Saved entries:

-----

Issue #6260, opened 2025-10-26
Please help with pull requests!


CommanderStorm:
We have a huge number of open pull requests, and it's unfortunate that so many of them stay open for so long before being reviewed or merged. I'd like to change this situation.

> [!IMPORTANT]
> Obviously, there are more than pull requests.
> Contributing to features, bugs, docs or by helping people are great ways to empower others (and thus you!).

The main bottleneck that we have currently is more pull requests being created than the maintainers can review each week.
Reviewing PRs is often time consuming, and with the best will in the world there's only so many that I can manage each week. It's also often a bit emotionally draining for me, since I don't enjoy saying no to PRs, or asking other volunteers to do even more work (e.g. making more changes to their PR). But rather than having fewer PRs opened each week (which would be a bad situation), I would like to get more reviews completed each week instead.

The best thing that you can do to help is to review someone else's PR.
Don't worry, there's over 95 open today, I'm sure you can find one of interest to you!
Please take a look at it, read through it, have a think about the problem and the proposed solution and see what comes to mind. Maybe you'll spot that there's actually an underlying problem that should be solved instead (https://github.com/louislam/uptime-kuma/issues/6200 is a great example of this), or you would have a different approach if you did it yourself, or you apply [some of our "internal" pr reiew guidelines](https://github.com/louislam/uptime-kuma/blob/master/.github/REVIEW_GUIDELINES.md) and can help other contributors shape up their PR. That way the PR will become easier for the maintainers to review and merge when they get to it.

All of this helps share the workload for the maintainers. And it's the main path to becoming a maintainer yourself! I would also love to see a few more maintainers in the team.

I'm happy to help anyone who is helping out with the work of reviewing PRs, since I think it's the main thing that is limiting our progress right now.

lupaulus:
Asking if AI Reviews or add CI Linter/Rules can help to reduce the workload ?

I find personally they reduce, some pure 'developers' mistakes or bugs, 
that a new features or fix can introduce to the code.

I try to help the best I can do

I can ask my university students, if they are someone interested to help, that can enhanced their Curriculum Vitae.

Best Regards

CommanderStorm:
> Asking if AI Reviews or add CI Linter/Rules can help to reduce the workload ?

Maybe?
Most review issues aren’t recurring enough to justify rules, and the AI review tools I tried (like Coderabbit) tend to produce a lot of noise. Maybe that can be tuned, or they have improved.
[...]

Issue #4785, opened 2024-05-22
Push monitors' `PENDING`-status not respecting retries


thielj:
### 📑 I have found these related issues/pull requests

- https://github.com/louislam/uptime-kuma/issues/3461
- https://github.com/louislam/uptime-kuma/issues/3208
- https://github.com/louislam/uptime-kuma/issues/1386

### 🏷️ Feature Request Type

API / automation options, Change to existing monitor

### 🔖 Feature description

Sending `status=pending&msg=backup%20started` would immediately set the monitor to 'retry mode' without waiting for the usual period to expire.

### ✔️ Solution

There have been several mentions in the past.

Another example is monitoring processes that occasionally exit or need to be deliberately stopped but are expected to be restarted and become available within the retry period (think systemd unit).

Or a daily job where I generally expect `UP` once a day. When the job is being started I send `PENDING`, after which the monitor would go into retry mode and expect the `UP` to arrive within say 1h instead of waiting a full day before raising a notification (think remote job dying or stalling or blocking somehow).

### ❓ Alternatives

For the above-mentioned examples, I couldn't find alternatives short of implementing my own "pending logic" somehow. None of these would add a suitable event record to Uptime Kuma either.

CommanderStorm:
Where you are entirely correct is that the current way we are communicating this and how our retry/.. logic for this monitor works is super weird.

> [!NOTE]
> As context `PENDING` means that a monitor either
> - has not had a push,
> - has failed in the past and is currently retrying or
> - is in some other transitionary step between `UP` or `DOWN` (such as docker containers starting up).

=> I don't know how setting a monitor to `PENDING` SHOULD behave. Our accounting around this is a bit messy and the behaviour is entirely undocumented. Likely this should skip one retry but behave as if `DOWN` for other purposes, but unsure..
=> That setting a monitor to `DOWN` does not trigger the correct retries is definitively a bug..

If you want to use the retry logic in the current system, you should instead not send a push => let the push-monitor time out and go into the `PENDING`-state independently

CommanderStorm:
> letting something go into the pending state isn't really a solution

You are explicitly setting it to `PENDING`, so how can you not want the pending state?? 
I think something was left in translation here. Frank is confused ^^

> It's not that different from something actively monitored by U-K, except that retries and retry periods just pass without actively retrying

I am going to repeat myself as i am 5% unshure if my last communication was clear (no offense intended, just trying to not mis-communicate ^^)

> [!TIP]
[...]

Issue #3208, opened 2023-05-30
Push monitor status parameter overrides retries 


dallyger:
### ⚠️ Please verify that this bug has NOT been raised before.

- [X] I checked and didn't find similar issue

### 🛡️ Security Policy

- [X] I agree to have read this project [Security Policy](https://github.com/louislam/uptime-kuma/security/policy)

### Description

Hi, 

thank you for this project. Helps a lot.

We have a couple scripts, where we push the result to push monitors.
If they fail, we push with `status=down` and attach the error message via the `msg=` parameter.
This works beautifully.

However, this will ignore the "Retry" option and immediately mark the monitor as "Down", causing notifications to go off. But most of the time, this is a temporary issue, which is gone in a minute or two.
This makes those notifications less impactful, as users ignore them thinking "Oh it's most likely just a temporary issue" or worse, silencing them.

It's not clear if this is a bug or intended behavior (we explicitly say `state=down`).
But even if this is a bug, someone will probably rely on this behavior.

I think the best action would be to add a third state (`up`, `down` and `pending`) for opting into the retry functionality in push monitors (and update docs in the UI).

Maybe someone has a scenario like this and therefore relies on the current behavior:
* Custom script monitoring something and sends a heartbeat
* Retry set to prevent frequent "No heartbeat in time window" notifications
* Send heartbeat with `state=down` to get notified immediately

### 👟 Reproduction steps

* Create Uptime-Kuma instance
```bash
docker run --rm -it --name uk -P --env=NODE_ENV=development louislam/uptime-kuma:1
```
* Visit <https://localhost:49153> (Port may differ)
* Create User
* Create Push Monitor with "Retries" set to positive number like 5
* Send heartbeat with `status=down`
```bash
curl 'http://localhost:49153/api/push/dOS7AMWHLg?status=down&msg=OK&ping='
```

Reproduction environment (required fields represent the production server):
Uptime-Kuma: 1.21.3
OS: Pop!_OS 22.04 LTS (x86_64)
Docker: 20.10.21, build 20.10.21-0ubuntu1~22.04.3

### 👀 Expected behavior

Monitor switching state to "Pending", as the retry option is not surpassed.

### 😓 Actual Behavior

Monitor switching state to "Down", ignoring the retry option.
Switching from "Down" to "Pending" if no heartbeats are sent after.

### 🐻 Uptime-Kuma Version

1.21.3

### 💻 Operating System and Arch

[...]

PR #6595, opened 2026-01-06
fix: Explicitly pushing status=down now bypasses retry logic and goes directly to `DOWN`

### LINKED ISSUE #6406: Explicitly pushing down status does not work anymore

- https://github.com/louislam/uptime-kuma/issues/5742 seems to be similar

### 🛡️ Security Policy

### 📝 Description

Since the v2 bump (I guess), the push monitor behavior changed in a way that I am not able to explicitly push a down status anymore.
Before, pushing with `?status=down&msg=fail` in the URL explicitly put the monitor status to Down (red). Now, it simply put my monitor in Pending (Orange).
I expect to obtain this pending state only in a missing heartbeat case, not when I explicitly push a down status.

### 👟 Reproduction steps

1. Configure a push monitor with an heartbeat interval and retry interval, and a retries value of (let's say) 6.
2. Push with curl an explicit down status (e.g. `?status=down&msg=fail`)
3. Notice that the monitor is in pending state and not down state as expected

### 👀 Expected behavior

Pushing a down state should put the monitor in down state in any case.

### 😓 Actual Behavior

Pushing a down state put the monitor in pending state.

### 🐻 Uptime-Kuma Version

2.0.2

Debian (with docker compose stack with official image)

### 🌐 Browser

Safari

### 🖥️ Deployment Environment

- **Runtime Environment**:
  - Docker: Version `27.5.1, build 9f9e405
  - Docker Compose: Version `v2.32.4`
- **Database**:
  - SQLite: Embedded
- **Database Storage**:
  - **Filesystem**:
    - Linux: ext4
  - **Storage Medium**: SSD
- **Uptime Kuma Setup**:
  - Number of monitors: `50`

### 📝 Relevant log output

```bash session

```

eureka0928:
<sub>ℹ️ To keep reviews fast and effective, please make sure you’ve [read our pull request guidelines](https://github.com/louislam/uptime-kuma/blob/master/CONTRIBUTING.md#can-i-create-a-pull-request-for-uptime-kuma)</sub>

- Explicitly pushing `status=down` now bypasses retry logic and goes directly to DOWN

## Problem

When a user explicitly pushes `status=down` to a push monitor with retries configured, the monitor incorrectly goes to PENDING instead of DOWN. Users expect that explicitly pushing down should immediately mark the monitor as DOWN.

**Reproduction:**
1. Create push monitor with `Retries = 3`
2. Push `status=down` explicitly: `curl "http://localhost:3001/api/push/TOKEN?status=down"`
3. **Bug:** Monitor goes to PENDING (not DOWN)

## Root Cause

The `determineStatus()` function applies retry logic to all DOWN statuses, regardless of whether the status was explicitly provided by the user or resulted from a timeout/missed push.

## Solution

Added `isExplicitDown` flag that bypasses retry logic when `status=down` is explicitly pushed:

```javascript
// Detect explicit down push
const isExplicitDown = request.query.status === "down";

// In determineStatus(): bypass retry logic
if (isExplicitDown && status === DOWN) {
    bean.retries = 0;
    bean.status = DOWN;
    return;
}
```

## Behavior Changes

| Scenario | Before | After |
|----------|--------|-------|
| Push `status=down` with retries | PENDING | DOWN |
| Timeout/missed push with retries | PENDING | PENDING (unchanged) |

## 📋 Related issues

- Relates to #6406 
- Resolves #6406

## 📄 Checklist

<details>

- [ ] 🔍 My code adheres to the style guidelines of this project.
- [ ] 🛠️ I have reviewed and tested my code.

</details>

### DIFF
--- a/server/model/rdap-dns.json
+++ b/server/model/rdap-dns.json
@@ -1,9 +1,10 @@
 {
     "description": "RDAP bootstrap file for Domain Name System registrations",
-    "publication": "2025-12-11T00:00:01Z",
+    "publication": "2026-02-06T23:00:01Z",
     "services": [
         [["kg"], ["http://rdap.cctld.kg/"]],
         [["mg"], ["http://rdap.nic.mg/"]],
+        [["ng"], ["http://rdap.nic.net.ng/"]],
         [["xn--kpry57d"], ["https://ccrdap.twnic.tw/taiwan/"]],
         [["tw"], ["https://ccrdap.twnic.tw/tw/"]],
         [["na"], ["https://keetmans.omadhina.co.na/"]],
@@ -185,7 +186,6 @@
                 "ggee",
                 "gmo",
                 "goldpoint",
-                "goo",
                 "hisamitsu",
                 "hitachi",
                 "honda",
@@ -1113,6 +1113,7 @@
         [["music"], ["https://rdap.registryservices.music/rdap/"]],
         [["rw"], ["https://rdap.ricta.org.rw/"]],
         [["cologne", "koeln", "tirol", "wien"], ["https://rdap.ryce-rsp.com/rdap/"]],
+        [["sg"], ["https://rdap.sgnic.sg/rdap/"]],
         [["nl"], ["https://rdap.sidn.nl/"]],
         [["anquan", "shouji", "xihuan", "xn--vuq861b", "yun"], ["https://rdap.teleinfo.cn/"]],
         [["xn--3ds443g"], ["https://rdap.teleinfo.cn/xn--3ds443g/"]],


fury0928:
@CommanderStorm would you review this PR as well? for two issues fix

server/model/monitor.js
```diff
@@ -1294,7 +1294,7 @@ class Monitor extends BeanModel {
         // UP -> UP = not important
         // PENDING -> PENDING = not important
         // * PENDING -> DOWN = important
-        // PENDING -> UP = not important
+        // * PENDING -> UP = important (recovery from potential trouble)
```
CommanderStorm: I don't think this does not fix the issue precicely.
It creates the exact same problem, but on the over-alerting side.

This will alert on the folling series (UP, PENDING, UP) and (UP, DOWN, PENDING, UP).
We only want the later to alert sadly, so it is more complicated.

server/routers/api-router.js
```diff
@@ -586,13 +590,21 @@ router.get("/api/badge/:id/response", cache("5 minutes"), async (request, respon
  * @param {number} maxretries - The maximum number of retries allowed.
  * @param {boolean} isUpsideDown - Indicates if the monitor is upside down.
  * @param {object} bean - The new heartbeat object.
+ * @param {boolean} isExplicitDown - If status=down was explicitly pushed, bypass retries.
  * @returns {void}
  */
-function determineStatus(status, previousHeartbeat, maxretries, isUpsideDown, bean) {
+function determineStatus(status, previousHeartbeat, maxretries, isUpsideDown, bean, isExplicitDown = false) {
```
CommanderStorm: this only has one caller

```suggestion
function determineStatus(status, previousHeartbeat, maxretries, isUpsideDown, bean, isExplicitDown) {
```

server/routers/api-router.js
```diff
@@ -586,13 +590,21 @@ router.get("/api/badge/:id/response", cache("5 minutes"), async (request, respon
...
     if (isUpsideDown) {
         status = flipStatus(status);
     }
 
+    // If status=down was explicitly pushed, bypass retry logic and go directly to DOWN
+    if (isExplicitDown && status === DOWN) {
+        bean.retries = 0;
+        bean.status = DOWN;
+        return;
+    }
```
CommanderStorm, line 636: Yes, this is what we should do.

Thing is, is this a breaking change?
Since people pushing down and then depending on retries (which were default=1 pre `v2.0`), I think I would like to defer this change to `v3.0` (which is not that far off)

fury0928:
@CommanderStorm this is splitted into one PR

server/model/monitor.js
```diff
@@ -1294,7 +1294,6 @@ class Monitor extends BeanModel {
         // UP -> UP = not important
         // PENDING -> PENDING = not important
         // * PENDING -> DOWN = important
```
CommanderStorm, line 1469:
```suggestion
        // * PENDING -> DOWN = important
        // * PENDING -> UP = not important
```

server/routers/api-router.js
CommanderStorm:
```suggestion
function determineStatus(status, previousHeartbeat, maxretries, isUpsideDown, bean, isExplicitDown) {
```

fury0928:
Hi @CommanderStorm  when would you launch the v3.0? 😉

CommanderStorm:
This will take a while. If you want, you can revise it onto the v3.0 branch and we can merge it there

dallyger:
Is there a way to opt back in to explicitly push a pending status? Something like a `status=pending` or `status=retry` query parameter.

We currently use the DOWN status with retries to differ between "command did not run" and "command ran but was not successful" while keeping the time metric of those failed runs.
Those would be lost if we skip the ping. Marking the status as DOWN directly is not preferred, as the commands are allowed to fail sometimes as long as they run again soon.

One such use case is a command where I monitor disk space capacity of a server to warn on usage above e.g. 80% where I misuse the time metric as the disk usage percentage. Graph shows 0-100ms but means 0-100% disk used.
Not pushing the "pending" status means, that I don't know how rapidly it is filling up after reaching the threshold. Pushing it as DOWN immediately will trigger a lot of notifications if it fluctuates between 79-80%.

CommanderStorm:
> Is there a way to opt back in to explicitly push a pending status? Something like a `status=pending` or `status=retry` query parameter.

Yes, if you push `status=pending` this would not change this.
You still will retry as usual as far as I think

PS: I know this is a breaking change for you, I still want to give the ability to fail the check instead of having basically 2x pending (one named "pending", one named "down") for the monitor.
This change is a while out, as I will only merge it into v3.0

dallyger:
> Yes, if you push status=pending this would not change this.

Awesome, that is all I need.

> PS: I know this is a breaking change for you

No worries. As long as it is clearly communicated, I see no issues with that. A fix on my end is easy and can be applied even before upgrading to the v3.0.

I do prefer the difference between `state=pending` and `state=down` too! In fact, this is what I suggested in <https://github.com/louislam/uptime-kuma/issues/3208>, which resulted in the DOWN state to respect the retries:

> I think the best action would be to add a third state (up, down and pending)

I also saw this issue while searching for mine: <https://github.com/louislam/uptime-kuma/issues/4785>.  
So maybe even a fourth status could be added?
My initial idea would be to explicitly allow these states:

`up` - Mark monitor as up.
`down` - Mark monitor as down ignoring retries.
`retry` - Mark monitor as pending (or keep it DOWN) as it will be retried later on
`pending` - Do not change monitor status but add metrics / message to the history.

Alternatively the `pending` could keep UP as UP but move DOWN to PENDING. Not sure which behavior I would prefer. Does it cause notifications if it then goes back to DOWN? Is this maybe even preferred?

CommanderStorm:
> can be applied even before upgrading to the v3.0.

Breaking changes, no matter how nice, need to be done in a semver major.
We loose all trust otherwise

CommanderStorm:
> So maybe even a fourth status could be added?

Introducing a fith status (no matter if it is partial, retrying or whatever) would involve a fairly large amount of work, as most of our internal code and notification providers aren’t currently designed with this in mind. Supporting it properly would require changes across multiple areas.

Given my current review capacity, I’m unfortunately not able to take on or oversee additional work of this scope right now.

For some additional background and context, please see:
- #6260 

There are also some larger refactorings (for example starting to increase our test coverage) needed in how our internal components interact before we could realistically consider something like this.
Currently, the risk of such a change is way too high.
If you want to contribute to the effort of reducing such a risk, I can mentor/ guide you towards this goal

fury0928:
Hi @CommanderStorm 
Hope you're having a good weekend

I'd like to reopen this when you release the 3.0.0 or is there any way to merge quickly?
Thank you

CommanderStorm:
If you rebase onto the V3 branch, we can merge there as said

fury0928:
> If you rebase onto the V3 branch, we can merge there as said

Awesome, let me do on monday
Have a nice weekend!

CommanderStorm:
I don't think this is quite rebased s there still is a merge conflict

fury0928:
`.github/workflows/auto-test.yml` and `server/model/rdap-dns.json` — pre-existing formatting issues on the 3.0.X branch, not related to our changes.    
cc: @CommanderStorm 

Ready for review

server/model/monitor.js
```diff
@@ -1432,7 +1432,7 @@ class Monitor extends BeanModel {
...
-        // PENDING -> UP = not important
+        // * PENDING -> UP = important
```
CommanderStorm: I don't think this is an intentional change, right?


```suggestion
        // PENDING -> UP = not important
```

CommanderStorm:
Please fix the unrelated formatting changes too.
having a green build is fairly important

CommanderStorm:
not sure how they went in in the first place

fury0928:
Hi @CommanderStorm this is ready to go

PR #6606, opened 2026-01-06
feat: allow maintenance without affected monitors

### LINKED ISSUE #6177: Do not require affected monitors for maintance

Was unable to find any issues/pull requests related to this request. 

### 🏷️ Feature Request Type

Maintenance

### 🔖 Feature description

It would be very nice to remove the selecting "Affected Monitors" when setting Maintenance. There is cases where we want to identify maintenance for services we can't currently monitor due to either connection or lack of a check for those services. 

### ✔️ Solution

In my use-case; I'd like to setup a maintenance notification, without selecting a related monitor. 

### ❓ Alternatives

Our work around has been to add a dummy group that is not displayed on a status page. This allows us to select the dummy group and still display the message. 

### 📝 Additional Context

_No response_

MkDev11:
# Allow Maintenance Without Affected Monitors

## Summary

This PR removes the requirement to select at least one monitor when creating or editing a maintenance window.

## Problem

Currently, when scheduling maintenance in Uptime Kuma, users are forced to select at least one affected monitor. However, there are legitimate use cases where you want to create a maintenance notification without linking it to any specific monitor:

- **Unmonitorable services**: Some services can't be monitored due to network restrictions or lack of a suitable check type
- **General announcements**: Maintenance windows for infrastructure that affects multiple systems but isn't directly tied to a specific monitor
- **Placeholder maintenance**: Scheduling future maintenance before the related monitors are set up

As the issue author mentioned, the current workaround is to create a dummy group that isn't displayed on any status page, which is clunky and adds unnecessary clutter.

## Solution

Removed the frontend validation that blocks maintenance creation when no monitors are selected. The backend already handles empty monitor arrays gracefully, so this was purely a UI restriction.

### Changes

- **`src/pages/EditMaintenance.vue`**: Removed the validation check that required `affectedMonitors.length > 0`

## Testing

1. Create a new maintenance without selecting any monitors → Should succeed
2. Edit an existing maintenance and remove all monitors → Should succeed  
3. Maintenance should still display correctly on status pages when linked to status pages directly

## Related Issue
Fixes #6177
 
---

### DIFF
--- a/src/pages/EditMaintenance.vue
+++ b/src/pages/EditMaintenance.vue
@@ -660,8 +660,8 @@ export default {
          * @returns {void}
          */
         submit() {
-            // If creating/cloning and no monitors selected, show confirmation
-            if (!this.hasMonitors) {
+            // While unusual, not requiring montiors can allow showing on status pages if a "currently unmonitored" service goes down
+            if (!this.hasMonitors && this.hasStatusPages) {
                 this.$refs.confirmNoMonitors.show();
                 return;
             }


louislam:
> However, there are legitimate use cases where you want to create a maintenance notification without linking it to any specific monitor:

I don't think Uptime Kuma will send maintenance notifications. If you are vibe coding, be careful don't waste our time.

And maybe off topic, but why there are so many pr linked with Gittensor recently, you guys ignore our pull request template completely.

mkdev5:
Hi @louislam, thanks for the feedback.

You're right — I misspoke in the description. Maintenance windows don't send notifications; they display on status pages and suppress alerts during the scheduled period. I should have been more careful with the wording.

The actual use case from #6177 is straightforward: sometimes you want to show a maintenance message on a status page for a service that isn't monitored (or can't be monitored). Right now the UI blocks you from saving unless you pick at least one monitor, so users have to create dummy monitors as a workaround.

This PR just removes that frontend validation. The backend already accepts empty monitor arrays, so it's a one-line change.

Regarding the PR template — apologies for missing that. I'll make sure to follow it properly on future contributions.

Happy to close this if you'd prefer a different approach, or I can update the description to be more accurate. Let me know.

src/pages/EditMaintenance.vue
```diff
@@ -546,11 +546,6 @@ export default {
         async submit() {
             this.processing = true;
```
CommanderStorm, line 683: As-is, this does not make sense, the validation needs a bit different:
- either assigned to a status page
- or has monitors

With the logic changed, I can see this being usefull for adding hidden services to the status page.

Agree that this does make sense to allow the ability to not have monitors.

Please in addition:
- because this is likely not intentional, add a `<Confirm`-modal on-creation that the user needs to confirm
- remove the now unused translation key from `en.json`

mkdev5: @CommanderStorm thanks for bringing this back up. I'll get on the fixes soon

mkdev5: done! added a confirmation modal that shows when creating maintenance without monitors. also replaced the unused `atLeastOneMonitor` translation key with `noMonitorsSelectedWarning`.

src/lang/en.json
```diff
@@ -646,7 +646,7 @@
     "recurringIntervalMessage": "Run once every day | Run once every {0} days",
     "affectedMonitorsDescription": "Select monitors that are affected by current maintenance",
     "affectedStatusPages": "Show this maintenance message on selected status pages",
-    "atLeastOneMonitor": "Select at least one affected monitor",
+    "noMonitorsSelectedWarning": "You are creating a maintenance without any affected monitors. Are you sure you want to continue?",
```
```suggestion
    "noMonitorsSelectedWarning": "You are creating a maintenance without any affected monitors. Are you sure you want to continue?",
    "noMonitorsOrStatusPagesSelectedError": "Cannot create maintenance without affected monitors or status pages",
```

mkdev5:
@CommanderStorm could you please merge the PR?

src/pages/EditMaintenance.vue
```diff
@@ -633,16 +655,30 @@ export default {
             }
         },
 
+        /**
+         * Handle form submission - show confirmation if no monitors selected
+         * @returns {void}
+         */
+        submit() {
+            // If creating/cloning and no monitors selected, show confirmation
+            if (!this.hasMonitors) {
```
CommanderStorm:
```suggestion
            // While unusual, not requiring montiors can allow showing on status pages if a "currently unmonitored" service goes down
            if (!this.hasMonitors && this.hasStatusPages) {
```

-----

What the exercise asks
Every line that contains the string "class" should be copied from the records.

Answer for this exercise
@@ -1294,7 +1294,7 @@ class Monitor extends BeanModel {
@@ -1294,7 +1294,6 @@ class Monitor extends BeanModel {
@@ -1432,7 +1432,7 @@ class Monitor extends BeanModel {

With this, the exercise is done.